Hani also gave us a few examples in which he has personally suffered at the hands of settlers. First, he said, the settlers cut his water pipes 10 years ago. Later they burnt some of his olive trees. He told of a time when the settlers attacked his house and when he went outside, soldiers came in and arrested him. He has had Israeli soldiers tell him that they will protect him from settlers if CPT members and internationals leave his house. But he doesn’t trust the protection from Israeli soldiers. Hani sees international presence as one of the few securities for him and his family. Hani said he found inspiration in Mubarak Awad, who during the first Intifada founded the Palestinian Center for Nonviolence. Awad was later deported from Israel and is now involved with Nonviolence International (http://www.nonviolenceinternational.net) and a variety of international children’s organizations.
After our discussion with Hani, we walked to the CPT office where the team discussed the precarious state of the Palestinian residents of Hebron. They explained that while there are only around 500 Jewish settlers in Hebron compared with 130,000 Palestinians, Israel deploys 2,000 soldiers to protect them. This has created not only extra monitoring and pressure on Palestinians, it also creates a strain in Israeli society as it forces Israeli soldiers who don’t believe in the settler movement to live in Hebron.
Zleikha Muhtaseb from the Ibrahimi Cultural Center joined us in the office. Unfortunately, she did not have much time with us because in a few days she was getting married. After many congratulations, Zleikha described Israeli curfews and how they have severely affected the people of Hebron. When Israel places the city under curfew, no one is allowed to leave the house until the curfew is lifted, leaving no way to get to work or to school. Curfews may be as short as a day, but they have lasted as long as a month.
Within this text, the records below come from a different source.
PR #600, opened 2022-11-17
Upgrade `examples/` view files to comply with EJS 3.x

marcoroth:
Closes #588 

/cc @lb-

PR #606, opened 2022-11-22
convert examples from Turbolinks to Turbo

adrienpoly:
While working on another small PR I realized that the Stimulus example are still using Turbolinks. 
This PR migrates them to Turbo.


marcoroth (approved):
Thanks @adrienpoly, I also noticed it when I was working on #600, glad to have it updated now! 🥳

PR #609, opened 2022-11-28
Broken Sauce Labs link in README

kihaya:
I found Sauce Labs link in README returns 502, so I fix it to correct one.

スクリーンショット 2022-11-28 15 59 40


adrienpoly:
Thanks for spotting this

PR #610, opened 2022-11-28
Fix typo in error message

bradleypriest:
Was just reading through these latest changes, and spotted a minor typo from #442
Ping @NakajimaTakuya


NakajimaTakuya:
@bradleypriest  Thanks!

PR #616, opened 2022-12-02
Fixed error message in outlet_properties

drjayvee:
The error message hard-coded `data-controller` instead of referring to the schema's attribute name


marcoroth (approved):
Thank you @drjayvee!

PR #877, opened 2026-06-10
Clear cached event listeners when a removed action element leaves the document

### LINKED ISSUE #838: eventListeners are not removed when removing an element within a controller

jorgemanrubia:
## The leak

`Dispatcher#eventListenerMaps` is a strong `Map` keyed by EventTarget. Entries are only removed on the `disconnectAllActions` path — i.e. when a whole controller disconnects. When an element carrying `data-action` is removed while its controller element survives, `BindingObserver#disconnectAction` calls `bindingDisconnected(binding)` with `clearEventListeners` defaulting to `false`, so the `EventListener` (and the map entry keyed by the now-detached element) stays for the lifetime of the application — retaining the element and everything it references.

This pattern — descendants churning under a long-lived controller — is the normal outcome of morphing/partial re-renders (Turbo 8 morph refreshes, broadcast stream updates over lists). Profiling a production-sized Basecamp page receiving periodic morph re-renders of a list of ~70 rows showed hundreds of detached subtrees pinned exactly this way (each removed row's action button kept its whole row subtree alive, including nested `<turbo-frame>` elements and their observers), with retained heap growing ~135 KB per re-render, unbounded, in an otherwise idle tab. Heap snapshot retainer chain:

```
detached <button data-action="…">  ←(key)  Map (eventListenerMaps) ← Dispatcher ← Application
```

## The fix

`disconnectAction` now passes `clearEventListeners: true` when the action's element is no longer connected to the document. `Dispatcher#clearEventListenersForBinding` already guards with `hasBindings()`, so shared listeners survive while still in use.

The conditional matters: for elements that remain connected, the cached `EventListener` is intentionally preserved so `{ once: true }` firing history survives action attribute rewrites — the existing "edge case when updating action list with setAttribute preserves once history" test covers that and still passes. The cache is only dropped in the case where keeping it can no longer serve any purpose and instead leaks the element.

## Measurements (before/after, in the Basecamp reproduction)

Forced-GC measurements over 40 morph re-renders of the list, otherwise idle tab:

- Retained heap growth: **+5.4 MB → +1.0 MB**
- Retained detached action buttons: **272 → 0**
- Net `addEventListener` balance: **+264 → −280** (stale listeners now actually removed)

## Tests

Adds a regression test to `memory_tests.ts` (remove an action element while the controller remains → its cached listener is dropped). Full suite passes on Chrome and Firefox (430/430).

Fixes #838

### DIFF
--- a/src/core/binding_observer.ts
+++ b/src/core/binding_observer.ts
@@ -67,7 +67,12 @@ export class BindingObserver implements ValueListObserverDelegate<Action> {
     const binding = this.bindingsByAction.get(action)
     if (binding) {
       this.bindingsByAction.delete(action)
-      this.delegate.bindingDisconnected(binding)
+      // Clear the dispatcher's cached event listener when the action's element
+      // has left the document. Keeping the cache for connected elements
+      // preserves { once: true } firing history across action attribute
+      // updates, but caching listeners for removed elements would retain the
+      // element (and everything it references) for the application's lifetime.
+      this.delegate.bindingDisconnected(binding, !action.element.isConnected)
     }
   }
 
--- a/src/tests/modules/core/memory_tests.ts
+++ b/src/tests/modules/core/memory_tests.ts
@@ -19,4 +19,10 @@ export default class MemoryTests extends ControllerTestCase() {
     await this.fixtureElement.removeChild(this.controllerElement)
     this.assert.equal(this.application.dispatcher.eventListeners.length, 0)
   }
+
+  async "test removing an action element while its controller remains clears dangling eventListeners"() {
+    this.assert.equal(this.application.dispatcher.eventListeners.length, 2)
+    await this.remove("button[data-action$='#doLog']")
+    this.assert.equal(this.application.dispatcher.eventListeners.length, 1)
+  }
 }


marcoroth:
Is this related to https://github.com/hotwired/stimulus/issues/838 and #845?

jorgemanrubia:
🤖 Yes — thanks for pointing those out, @marcoroth! Both are the same underlying bug.

**#838 is exactly this leak.** An element carrying `data-action` removed *inside* a surviving controller goes through `disconnectAction` → `bindingDisconnected(binding)` with `clearEventListeners` defaulting to `false`, so the `eventListenerMaps` entry keyed by the now-detached element is never removed (#592 fixed the controller-removal path, but not this descendant-churn one). The `replaceWith(cloneNode)` repro in #838 is a synthetic version of what we measured in Basecamp at production scale — Turbo morph refreshes churning list rows under a long-lived controller, pinning hundreds of detached subtrees per hour. This PR fixes that repro, and I've added `Fixes #838` to the description.

**#845 had the same intent with an unconditional clear.** As its description notes, always clearing trades away the `{ once: true }` firing-history preservation across action attribute rewrites on live elements (the "edge case when updating action list with setAttribute preserves once history" test). This PR conditions the clear on `!action.element.isConnected` instead: detached elements — where the cached listener can never serve a purpose and only pins memory — get cleaned up, while connected elements keep their cache, so the once behavior is unchanged and the full suite passes unmodified. I've closed #845 in favor of this PR with a note crediting the original diagnosis.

Zleikha spoke about some of the ways that curfews affect children. For example, when curfew is enacted, children are not allowed to go to school. In order to get to school they take a precarious route up ladders and through the backyard of the Ibrahimi Cultural Center. At the center Zleikha uses art to bring out some of the emotions that the children are going through due to the occupation. She described how she sees many children drawing pictures of soldiers trying to kill them. When kids play, they sometimes act out trying to kill the soldiers.
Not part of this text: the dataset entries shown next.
PR #166, opened 2017-09-13
log warning message with missing resolved artifact information.

### LINKED ISSUE #165: warn when a resolved artifact is missing
When collecting configuration-files/dependencies in post-order, print an explicit warning with the missing resolved artifact information. This helps the user pinpoint the reason why we fallback to sorted order.

schakrava:
It's useful to the user to know which artifact is unresolved that causes
fallback from post-order to sorted order

Fixes #165

### DIFF
--- a/pygradle-plugin/src/main/groovy/com/linkedin/gradle/python/util/DependencyOrder.java
+++ b/pygradle-plugin/src/main/groovy/com/linkedin/gradle/python/util/DependencyOrder.java
@@ -32,12 +32,17 @@ import org.gradle.api.artifacts.component.ComponentIdentifier;
 import org.gradle.api.artifacts.result.DependencyResult;
 import org.gradle.api.artifacts.result.ResolvedComponentResult;
 import org.gradle.api.artifacts.result.ResolvedDependencyResult;
+import org.gradle.api.logging.Logger;
+import org.gradle.api.logging.Logging;
 
 
 /**
  * A container of static utilities for dependency order.
  */
 public class DependencyOrder {
+
+    private static final Logger logger = Logging.getLogger(DependencyOrder.class);
+
     private DependencyOrder() {
         // prevent instantiation of the utility class
     }
@@ -114,7 +119,11 @@ public class DependencyOrder {
 
         // Prepare an ordered set of files in post-order.
         for (ResolvedComponentResult d : configurationPostOrderDependencies(configuration)) {
-            files.add(idToFileMap.get(d.getModuleVersion()));
+            if (!idToFileMap.containsKey(d.getModuleVersion())) {
+                logger.warn("***** WARNING Missing resolved artifact for " + d);
+            } else {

After leaving our meeting with Zleikha, some of the members of the delegation noticed Palestinian filmmakers being harassed by Israeli soldiers. When the delegates went to see what was going on they noticed an Israeli sniper on the building above looking over the scene. When the sniper noticed delegates moving closer to the soldiers, he pointed his gun at them and a red light flashed over their faces. While the group later decided that the soldier would not have shot any of us, we were aware that this form of intimidation is used against the Palestinian population all of the time. Additionally most Palestinians don’t have an American passport, which gives at least partial immunity to the daily humiliations of occupation.
At the end of the day, delegates divided and went in smaller groups to Palestinian homes in Hebron to spend the night. During the home stays we were greeted with typical Middle Eastern hospitality, a warm bed and wonderful food. We were thankful to our families and reflected over a difficult but educational day in Palestine.